Collected data
------------------------
Issue #1080, opened 2019-03-26
Import flow failure related log messages should be more specific about what went wrong


GowthamShanmugam:
In most of the error log messages in import flow are very generic, It displays a big traceback with atom failed messages. But it is not specified why the atom is failed. With this error message user unable to pinpoint of the failure. 

## import failed

Failure in Job 0845ffb1-4d53-4a6c-9e18-3ed0a72c1ce5 Flow tendrl.flows.ImportCluster with error: Traceback (most recent call last): File "/usr/lib/python2.7/site-packages/tendrl/commons/jobs/__init__.py", line 240, in process_job the_flow.run() File "/usr/lib/python2.7/site-packages/tendrl/commons/flows/import_cluster/__init__.py", line 131, in run exc_traceback) FlowExecutionFailedError: ['Traceback (most recent call last):\n', ' File "/usr/lib/python2.7/site-packages/tendrl/commons/flows/import_cluster/__init__.py", line 98, in run\n super(ImportCluster, self).run()\n', ' File "/usr/lib/python2.7/site-packages/tendrl/commons/flows/__init__.py", line 227, in run\n "Error executing post run function: %s" % atom_fqn\n', 'AtomExecutionFailedError: Atom Execution failed. Error: Error executing post run function: tendrl.objects.Cluster.atoms.SetupClusterAlias\n'

Failed post-run: tendrl.objects.Cluster.atoms.SetupClusterAlias for flow: Import existing Gluster Cluster

GowthamShanmugam:
This issue is fixed, please close this

PR #1081, opened 2019-03-26
Import flow failure related log messages should be more specific about what went wrong

GowthamShanmugam:
tendrl-bug-id: Tendrl/commons#1080
bugzilla: 1688630

### DIFF
--- a/tendrl/commons/objects/cluster/atoms/import_cluster/__init__.py
+++ b/tendrl/commons/objects/cluster/atoms/import_cluster/__init__.py
@@ -74,6 +74,7 @@ class ImportCluster(objects.BaseAtom):
                         # create same flow for each node in node list except
                         #  $this
                         payload = {"tags": ["tendrl/node_%s" % node],
+                                   "node_id": node,
                                    "run": "tendrl.flows.ImportCluster",
                                    "status": "new",
                                    "parameters": new_params,
@@ -115,7 +116,8 @@ class ImportCluster(objects.BaseAtom):
                 logger.log(
                     "error",
                     NS.publisher_id,
-                    {"message": "Failed to detect underlying cluster version"},
+                    {"message": "Failed to detect underlying cluster "
+                     "version. Error: %s" % err},
                     job_id=self.parameters['job_id'],
                     flow_id=self.parameters['flow_id']
                 )
@@ -220,15 +222,6 @@ class ImportCluster(objects.BaseAtom):
                         job_id=self.parameters['job_id']
                     ).load()
                     if loop_count >= wait_count:
-                        logger.log(
-                            "error",
-                            NS.publisher_id,
-                            {"message": "Import jobs on cluster(%s) not yet "
-                             "complete on all nodes(%s). Timing out." %
-                             (_cluster.short_name, str(node_list))},
-                            job_id=self.parameters['job_id'],
-                            flow_id=self.parameters['flow_id']
-                        )
                         # Marking child jobs as failed which did not complete
                         # as the parent job has timed out. This has to be done
                         # explicitly because these jobs will still be processed
@@ -239,10 +232,41 @@ class ImportCluster(objects.BaseAtom):
                                 job_id=child_job_id
                             ).load()
                             if child_job.status not in ["finished", "failed"]:
+                                if child_job.status in ["new", ""]:
+                                    node_id = child_job.payload.get(
+                                        "node_id", ""
+                                    )
+                                    node_obj = NS.tendrl.objects.NodeContext(
+                                        node_id=node_id
+                                    ).load()
+                                    logger.log(
+                                        "error",
+                                        NS.publisher_id,
+                                        {"message": "Import child job %s is "
+                                         "not yet picked by %s, Either node is"
+                                         " down or tendrl-node-agent service "
+                                         "is not running" % (
+                                             child_job.job_id,
+                                             node_obj.fqdn
+                                         )},
+                                        job_id=self.parameters['job_id'],
+                                        flow_id=self.parameters['flow_id']
+                                    )
                                 child_job.status = "failed"
                                 child_job.save()
+
+                        logger.log(
+                            "error",
+                            NS.publisher_id,
+                            {"message": "Import jobs on cluster(%s) not yet "
+                             "complete on all nodes(%s). Timing out." %
+                             (_cluster.short_name, str(node_list))},
+                            job_id=self.parameters['job_id'],
+                            flow_id=self.parameters['flow_id']
+                        )
+
                         return False
-                    time.sleep(10)
+                    time.sleep(5)
                     completed = True
                     for child_job_id in parent_job.children:
                         child_job = NS.tendrl.objects.Job(
--- a/tendrl/commons/objects/cluster/atoms/setup_cluster_alias/__init__.py
+++ b/tendrl/commons/objects/cluster/atoms/setup_cluster_alias/__init__.py
@@ -36,13 +36,23 @@ class SetupClusterAlias(objects.BaseAtom):
         while True:
             child_job_failed = False
             if loop_count >= wait_count:
+                job = Job(job_id=_job_id).load()
+                if job.status in ["new", ""]:
+                    msg = ("Child job %s for setting up cluster alias not yet "
+                           "picked up by the server, Service "
+                           "tendrl-monitoring-integration may be down. "
+                           "Timing out. (%s)" % (
+                               job.job_id, integration_id
+                           ))
+                else:
+                    msg = ("Child job %s for setting up cluster alias not yet"
+                           "compeleted by the server. Timing out. (%s)" % (
+                               job.job_id, integration_id))
                 logger.log(
                     "error",
                     NS.publisher_id,
                     {
-                        "message": "Setting up cluster alias"
-                        "not yet complete. Timing out. (%s)" %
-                        integration_id
+                        "message": msg
                     },
                     job_id=self.parameters['job_id'],
                     flow_id=self.parameters['flow_id'],
--- a/tendrl/commons/objects/definition/master.yaml
+++ b/tendrl/commons/objects/definition/master.yaml
@@ -68,6 +68,7 @@ namespace.tendrl:
         optional:
           - Cluster.short_name
       pre_run:
+        - tendrl.objects.Node.atoms.CheckRequiredServicesRunning
         - tendrl.objects.Cluster.atoms.CheckClusterNodesUp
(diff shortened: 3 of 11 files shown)


GowthamShanmugam:
https://github.com/Tendrl/monitoring-integration/pull/594/files

tendrl/commons/jobs/__init__.py
```diff
@@ -94,11 +95,10 @@ def process_job(jid):
...
     # tendrl-node-agent tagged as tendrl/monitor will ensure
-    # >10 min old "new" jobs are timed out and marked as
-    # "failed" (the parent job of these jobs will also be
-    # marked as "failed")
-    if "tendrl/monitor" in NS.node_context.tags and \
-        _timeout == "yes" and job.status == "new":
+    # >10 min old "new" parent jobs are timed out and marked 
+    # as "failed"
+    if "tendrl/monitor" in NS.node_context.tags and _timeout == "yes" and \
+        job.status == "new" and job.payload.get('parent') is None:
```
GowthamShanmugam: timeout only parent job, when it is not processed for a long time.  Because child job will be timed out by a parent job with the proper log message. Timing out from here not give an exact error message.

tendrl/commons/jobs/__init__.py
```diff
@@ -209,7 +198,7 @@ def process_job(jid):
                     obj_name, flow_name)
             else:
                 runnable_flow = current_ns.ns.get_flow(flow_name)
-
+            time.sleep(3)
             job = job.load()
```
GowthamShanmugam: this will avoid same job picked by different nodes

tendrl/commons/objects/cluster/atoms/import_cluster/__init__.py
```diff
@@ -239,10 +232,41 @@ def run(self):
...
+                             "complete on all nodes(%s). Timing out." %
+                             (_cluster.short_name, str(node_list))},
+                            job_id=self.parameters['job_id'],
+                            flow_id=self.parameters['flow_id']
+                        )
+
                         return False
-                    time.sleep(10)
+                    time.sleep(5)
                     completed = True
```
GowthamShanmugam: 10 sec per sleep is too much for import fail, we did all calculation for 5 sec only, it will work for a large number of volumes. because we are setting timeout based on a number of volumes. Also, we reduced gluster-integration sync time so we don't need 10 sec sleep.

tendrl/commons/objects/node/flows/stop_services/__init__.py
```diff
@@ -23,50 +24,64 @@ def run(self):
...
+                        job_id=self.parameters['job_id'],
+                        flow_id=self.parameters['flow_id'],
+                    )
                 continue
 
             _cmd_str = "systemctl stop %s" % service
             cmd = cmd_utils.Command(_cmd_str)
-            err, out, rc = cmd.run()
+            out, err, rc = cmd.run()
             if err:
```
GowthamShanmugam: https://github.com/Tendrl/commons/blob/master/tendrl/commons/utils/cmd_utils.py#L81 cmd utils return out, err rc. While disabling service it always raises error related removed "removed symlink", That is why we previously gave like that. But that is not the correct approach, so now i have modified log level to debug to avoid this in log file.

tendrl/commons/jobs/__init__.py
```diff
@@ -314,7 +303,7 @@ def process_job(jid):
                        "job status invalid"
                 raise FlowExecutionFailedError(_msg)
             else:
-                job = job.load()
```
GowthamShanmugam: Sometimes job.load() is not updating object with new values

GowthamShanmugam:

tendrl/commons/jobs/__init__.py
shtripat: This will need a exhaustive testing of multiple jobs.

tendrl/commons/objects/cluster/atoms/import_cluster/__init__.py
shtripat: Actually as per the calculation it should be sleep for 5 sec only so that 96*5 = 480 sec = 8 mins

tendrl/commons/objects/cluster/atoms/setup_cluster_alias/__init__.py
```diff
@@ -35,22 +35,31 @@ def run(self):
...
-                        integration_id
+                        "message": msg
                     },
                     job_id=self.parameters['job_id'],
                     flow_id=self.parameters['flow_id'],
                 )
                 return False
             time.sleep(5)
             finished = True
-            job = Job(job_id=_job_id).load()
```
shtripat: It should be loaded again for job

tendrl/commons/objects/definition/master.yaml
```diff
@@ -938,6 +945,13 @@ namespace.tendrl:
           run: tendrl.objects.Node.atoms.Cmd
           type: Create
           uuid: dc8fff3a-34d9-4786-9282-55eff6abb6c3
+        CheckServiceStatus:
```
shtripat: May be rename as `CheckRequiredServicesRunning`

tendrl/commons/objects/node/atoms/check_service_status/__init__.py
```diff
@@ -0,0 +1,142 @@
...
+                        NS.get("publisher_id", None),
+                        {
+                            "message": msg
+                        },
+                        job_id=self.parameters['job_id'],
+                        flow_id=self.parameters['flow_id']
+                    )
+                    service_status = False
+            node_list = self.parameters['Node[]']
+            if service_status and len(node_list) > 1:
```
shtripat: Add a comment sating that the monitoring integration service check should happen from the bootstrap node only

tendrl/commons/objects/node/atoms/check_service_status/__init__.py
```diff
@@ -0,0 +1,142 @@
...
+                try:
+                    node_arr = etcd_utils.read(
+                        "/indexes/tags/tendrl/integration/monitoring"
+                    ).value
+                    node_id = eval(node_arr)[0]
+                    service = NS.tendrl.objects.Service(
+                        service="tendrl-monitoring-integration",
+                        node_id=node_id
+                    ).load()
+                    service.error = list(service.error)
```
shtripat: Check if this is required

tendrl/commons/objects/node/atoms/check_service_status/__init__.py
```diff
@@ -0,0 +1,142 @@
...
+                            "message": msg
+                        },
+                        job_id=self.parameters['job_id'],
+                        flow_id=self.parameters['flow_id']
+                    )
+                    service_status = False
+        return service_status
+
+
+def get_service_status(service_name):
```
shtripat: This should not be part of Atom file

tendrl/commons/objects/cluster/atoms/import_cluster/__init__.py
GowthamShanmugam: ack

tendrl/commons/jobs/__init__.py
GowthamShanmugam: i will do that

tendrl/commons/objects/node/atoms/check_service_status/__init__.py
GowthamShanmugam: i have checked this, we don't need to add this check, because it is already in list type

GowthamShanmugam:
@shtripat please review

tendrl/commons/objects/node/atoms/check_required_services_running/__init__.py
```diff
@@ -0,0 +1,120 @@
...
+                            NS.get("publisher_id", None),
+                            {
+                                "message": msg
+                            },
+                            job_id=self.parameters['job_id'],
+                            flow_id=self.parameters['flow_id']
+                        )
+                        required_services_running = False
+                except (etcd.EtcdKeyNotFound, IndexError):
+                    msg = ("Service tendrl-monitoring-integration is "
```
shtripat: In case of exception, shouldnt we mention that its unable to check the running status of tendrl-monitoring-integration?

GowthamShanmugam: It make sense, i think i can modify the log message like this

tendrl/commons/jobs/__init__.py
shtripat: So this sleep for avoiding clash of threads. Fine.

GowthamShanmugam: > So this sleep for avoiding clash of threads. Fine.

yes, even all nodes are pick up the job at the same time, this sleep will stop the node execution for 3 sec and tell them who has locked the job recently. So only the node which is locked the job can continue the execution.

tendrl/commons/objects/node/atoms/check_required_services_running/__init__.py
```diff
@@ -0,0 +1,119 @@
...
+            )
+        else:
+            # check neccessary service status in storage nodes
+            required_services_running = self.check_service_status(
+                TENDRL_SERVICES["storage_node"],
+                NS.node_context.fqdn
+            )
+            node_list = self.parameters['Node[]']
+            if required_services_running and len(node_list) > 1:
+                # check monitoring integration is running on server from
```
shtripat: What is this piece of code for? Why `tendrl-monitoring-integration` should be running on a storage node ?

tendrl/commons/objects/cluster/atoms/setup_cluster_alias/__init__.py
GowthamShanmugam: yes, it will create and populate the fields in new object

tendrl/commons/objects/node/atoms/check_required_services_running/__init__.py
GowthamShanmugam: This atom is shared by un-manage and import flow, This is a pre-check to figure out whether all necessary services are running for the flow or not. 
For import flow job is processed by storage nodes, So I am checking node-agent, glusterd by executing ansible module and i am checking monitoring-integration status from ETCD.
Because setup alias is a monitoring integration job.  So before creating a job, the storage node will make sure monitoring-integration is running or not.

shtripat: Ack. Looks fine.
------------------------
Copy every line above in which the string "True" shows up.

● EXERCISE SOLUTION:
                     completed = True
         while True:
                     completed = True
             finished = True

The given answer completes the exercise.